As this illustrates, I think the success metric/target state distinction helps to elucidate the inner/outer distinction, rather than overlapping or competing with it. Furthermore, as noted above, I find that the clarification of reward as the product of phylogeny and the optimization target of ontogeny helps me understand the evolutionary analogy.
In many conceptual schemes that represent agents as some form of optimizers or expected value maximizers, the thing being optimized is both a success metric and a target state. This makes it intuitively harder to draw the conceptual distinction. The clearest example of this is utility functions in standard economic theory, which are scalar representations of an agent's preference rankings when those satisfy certain axioms. A similar point can be made about desires as used by philosophers.[7]
In expected utility theory, this utility function is used as the success metric, as agents update their expected utility representations of outcomes by conditionalizing on new evidence about whether utility will be achieved. But that utility is a product of a prior preference ranking that is typically assumed to be over target states that the agent would like (e.g. eating an ice cream).
There is nothing formally wrong with this, but using such a target state as the success metric makes us unable to explain how we acquired those target states in the first place as the product of an optimization process.

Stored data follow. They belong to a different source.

PR #1500, opened 2026-05-20
feat(docs): add latest release versions for Android and iOS platform guides

GitToTheHub:
### Platforms affected

- Android
- iOS

### Motivation and Context

- It good to know, what is the maximum minor/patch version for a major
- Generated-By: GPT-5.3-Codex

### Checklist

### DIFF
--- a/www/docs/en/latest/guide/platforms/android/index.md
+++ b/www/docs/en/latest/guide/platforms/android/index.md
@@ -35,6 +35,7 @@ The supported [Android API Levels](https://developer.android.com/guide/topics/ma
     <thead>
         <tr>
             <th>cordova-android Version</th>
+            <th>Latest Release</th>
             <th>Android API-Levels (Android Version)</th>
             <th>Library &amp; Tooling Version</th>
         </tr>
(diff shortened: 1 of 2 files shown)


dpogue (commented):
Not really a fan of this because it's yet another (third) thing that someone needs to remember to update when making a release, which means it will get missed and have outdated information.

GitToTheHub:
It's true, that on a release this would have to be updated like when cordova-ios 8.1.0 would be released. If cordova.apache.org would support NPM badges by shields.io, which it currently not does, like it can be seen for [cordova-plugin-network-information](https://cordova.apache.org/docs/en/latest/reference/cordova-plugin-network-information/index.html) due to CSP erros:

```log
Refused to load https://img.shields.io/npm/v/cordova-plugin-network-information/latest?label=Latest%20Release%20(npm) because it appears in neither the img-src directive nor the default-src directive of the Content Security Policy.
```

this could be automated like already done on the README for the platform e.g. [cordova-ios](https://github.com/apache/cordova-ios/blob/master/README.md).

If a major would be created, cordova-docs has to be anyway updated for it, but the npm badge would have to move to the next major.

erisu:
I agree with @dpogue. I don't think it's necessary to add a column listing the current release version on these pages. We already have a dedicated download page that contains the latest release version information. Duplicating that information here would create another place that needs to be maintained and kept in sync. The purpose of this table was to just outline what are the prerequisites by major release version.

GitToTheHub:
Ok was just an idea. Thanks for the responses!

This is fine for economic theory where we can assume that people have acquired preferences. But it risks confusing us when we're trying to explain how agents acquire those preferences in the first place.[8] To do so, we need to identify another success metric, such as that provided by a reward function in reinforcement learning.[9]
Why not just say that the success metric is reward? Contrary to the standard view of reward, I think that reward signals are best understood as evidence of a success metric of value rather than constitutive of it. This is analogous to how signals from our depth perception can be evidence of distance without constituting it. This won't matter to the rest of this post, though I think it is important and might elaborate on it in the future.
It is natural to propose that reward misspecification occurs when the success metric fails to capture the trainer's intended target states. I think this is confused. Ultimately, what the trainer cares about is just whether the agent's target states matches theirs, however they get there. As Singh et al. (2010) have argued, the most effective signal for achieving that is not always the one most closely matching the intended target states.
This is equivalent to pursuing a maximally greedy strategy.
Of course, drawing this distinction is misleading in the sense that, for continually learning agents, this is just one continuous optimization process.
This is a simplification: Agents can infer new ways to achieve such target states. We return to this point below when talking about terminal and instrumental goals.
For some representative papers, see Assad & Padoa-Schioppa (2006), Levy & Glimcher (2012), and Ballesta et al. (2020). See Hayden & Niv (2021) for criticism and Sripada (2024) for a defense.
Sinhababu (2017) is a representative example.
A notable exception to this is Stigler & Becker (1977) who recognize that basic utilities must be conceived of as something more akin to innate tastes than learned preferences.
The distinction that Mikulik was arguing for in Utility ≠ Reward is very similar to what I am defending here. The main difference is that I take utility (on his understanding) and reward to be instances of target states and success metrics respectively. However, I think it is helpful to have these more general categories, especially since "utility" often refers to something playing both roles.